Figure 5.. TFAP2C Acts Upstream of SOX17

(A) Heatmap showing the differentially expressed genes in the UCLA2 germline trajectory. Signature transcription factors (TFs) and predicted regulators are shown for each cluster. (B) Network showing the regulatory role of TFAP2C and its putative targets in the germline trajectory of UCLA2. Red arrows highlight the predicted direct regulation of SOX17 by TFAP2C. (C) Tracks showing the ATAC-seq, TFAP2C ChIP-seq, H3K27ac ChIP-seq, and RNA-seq peaks around SOX17 site at each stage. See also Figure S5.
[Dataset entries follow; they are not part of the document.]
PR #3561, opened 2024-11-14
Add and use API endpoint for search suggestions

csutter:
This returns suggestions from the (internal) Search API v2, for
consumption by the autocomplete component soon to be used across GOV.UK for site search.

- Update `gds-api-adapters` to get access to new `autocomplete` method
  for Search API v2
- Add basic API endpoint controller and route proxying to Search API v2
- Reconfigure autocomplete setup to use v2 `source_key` and the new
  endpoint's path (with an override option for local development)
- Update `govuk_publishing_components` for autocomplete tracking
  improvements

### DIFF
--- a/app/controllers/api/autocompletes_controller.rb
+++ b/app/controllers/api/autocompletes_controller.rb
@@ -1,0 +1,14 @@
+class Api::AutocompletesController < ApplicationController
+  def index
+    render json: autocomplete_response
+  end
+
+private
+
+  def autocomplete_response
+    Services
+      .search_api_v2
+      .autocomplete(params.require(:q))
+      .to_hash
+  end
+end
--- a/app/controllers/finders_controller.rb
+++ b/app/controllers/finders_controller.rb
@@ -62,7 +62,10 @@ class FindersController < ApplicationController
     @pagination = pagination_presenter
     @spelling_suggestion_presenter = spelling_suggestion_presenter
     @ab_test_search_component = use_autocomplete? ? "search_with_autocomplete" : "search"
-    @autocomplete_url = ENV.fetch("SEARCH_AUTOCOMPLETE_API_URL", "")
+    @autocomplete_source_url = ENV.fetch(
+      "SEARCH_AUTOCOMPLETE_API_URL",
+      helpers.absolute_url_for(api_search_autocomplete_path(format: :json)),
+    )
   end
 
 private
--- a/spec/requests/api/autocomplete_spec.rb
+++ b/spec/requests/api/autocomplete_spec.rb
@@ -1,0 +1,26 @@
+require "spec_helper"
+
+RSpec.describe "autocomplete API", type: :request do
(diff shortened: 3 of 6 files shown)


app/controllers/finders_controller.rb
```diff
@@ -62,7 +62,10 @@ def show_page_variables
     @pagination = pagination_presenter
     @spelling_suggestion_presenter = spelling_suggestion_presenter
     @ab_test_search_component = use_autocomplete? ? "search_with_autocomplete" : "search"
-    @autocomplete_url = ENV.fetch("SEARCH_AUTOCOMPLETE_API_URL", "")
+    @autocomplete_source_url = ENV.fetch(
+      "SEARCH_AUTOCOMPLETE_API_URL",
+      URI.join(Plek.new.website_root, api_search_autocomplete_path(format: :json)).to_s,
```
kevindew, line 67: As this route is generated at request time I imagine we don't actually need to use Plek and can instead do: `api_search_autocomplete_url(format: :json)` which I expect would give it increased environment portability.

Having done a search through the code it looks like people have been scared off of using it before (scarred by broken proxy headers?) though as I can't find `_url` usage, but I did find a helper you could use: https://github.com/alphagov/finder-frontend/blob/d185ae1ec9421a755dbc0b0167cc9fddd2e98974/app/helpers/application_helper.rb#L2-L4

app/controllers/api/autocompletes_controller.rb
```diff
@@ -0,0 +1,14 @@
...
+  def index
+    render json: autocomplete_response
+  end
+
+private
+
+  def autocomplete_response
+    Services
+      .search_api_v2
+      .autocomplete(params.require(:q))
```
kevindew, line 11: It feels like we should add a request test that asserts that we get a bad_request response if there isn't a q parameter.

spec/requests/api/autocomplete_spec.rb
```diff
@@ -0,0 +1,20 @@
...
+  before do
+    allow(Services).to receive(:search_api_v2).and_return(search_api_v2)
+  end
+
+  it "returns suggestions from Search API v2" do
+    get "/api/search/autocomplete?q=loving+him+was"
+
+    expect(search_api_v2).to have_received(:autocomplete).with("loving him was")
+    expect(response).to be_successful
+    expect(JSON.parse(response.body)).to eq("suggestions" => %w[blue grey red])
```
kevindew, line 18:
```suggestion
    expect(JSON.parse(response.body)).to eq("suggestions" => suggestions)
```

since we've already got the variable defined.

kevindew (commented):
Looks great, just a couple of small suggestions

app/controllers/finders_controller.rb
csutter: There is that, however we'd have to amend the autocomplete component to accept relative URLs (as Javascript's `URL` bizarrely can't deal with them by default).

I'd be happy with that, it's just a tradeoff to make!

kevindew (approved):
Nice one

Figure 6.. TFAP2C Mutant Cells Exit the Germline Trajectory to Become Primitive Streak or Amnion-like Somatic Cells

(A) Experimental design comparing scRNA-seq libraries of TFAP2C mutant (T2C^−/−) hESCs, iMeLCs, day 1, day 2, day 3, and day 4 to wild-type cells of the same genetic background (UCLA1). (B) UMAP showing wild-type and T2C^−/− single cells. (C) Overlay from wild-type UCLA1 (blue) and T2C^−/− cells (pink) from each of the six time points. Clusters that are largely pink are enriched in mutant cells; clusters that are largely blue are enriched in wild-type cells. (D) NANOS3 expression indicates hPGCLCs. (E) URD trees showing the differentiation trajectories of all cells combined (wild-type and T2C^−/− mutant). (F) Overlay of TFAP2C^−/− cells (pink) and wild-type UCLA1 (blue) cells in the URD trees illustrates cell trajectories enriched in either mutant (pink) or control cells (blue) cells. Percentages of TFAP2C ^−/− cells in each of the blades of the trajectories. (G and H) NANOS3 (G) and SOX17 (H) highlight the germline trajectory ending in hPGCLCs (G) and hPGCLCs and VE/YE (H) Red box indicates the mutant-enriched trajectory that originates from the common progenitor with hPGCLCs. (I and J) URD tree showing the expression of somatic (primitive-streak or early amnion genes) MIXL1 (I) and T (J), in the TFAP2C^−/− enriched blade. (K) Comparison of cynomolgus Pre-EPI, PostL-EPI, and ePGCs (Nakamura et al., 2016) signatures in germline trajectory between wild-type and TFAP2C mutant cells. See also Figure S5.

Figure 7.. Proposed Model

Human PGCs are specified beginning at day 12. Based on the in vitro germline trajectory, we propose that hPGCs originate from a lineage-primed TFAP2A⁺ progenitor at around day 11 which is specified from a transitional pluripotent state that shares characteristics with pre- and post-implantation epiblasts that we have called ‘‘germinal pluripotency.’’ TFAP2A⁺ progenitors have the potential for hPGC specification and also for differentiation of somatic cells, including amnion and gastrulating cells. TFAP2C functions at the critical point of hPGC specification to directly regulate expression of the human germ cell fate determinant SOX17, while simultaneously preventing germline cells from crossing Weismann’s barrier to become somatic cells.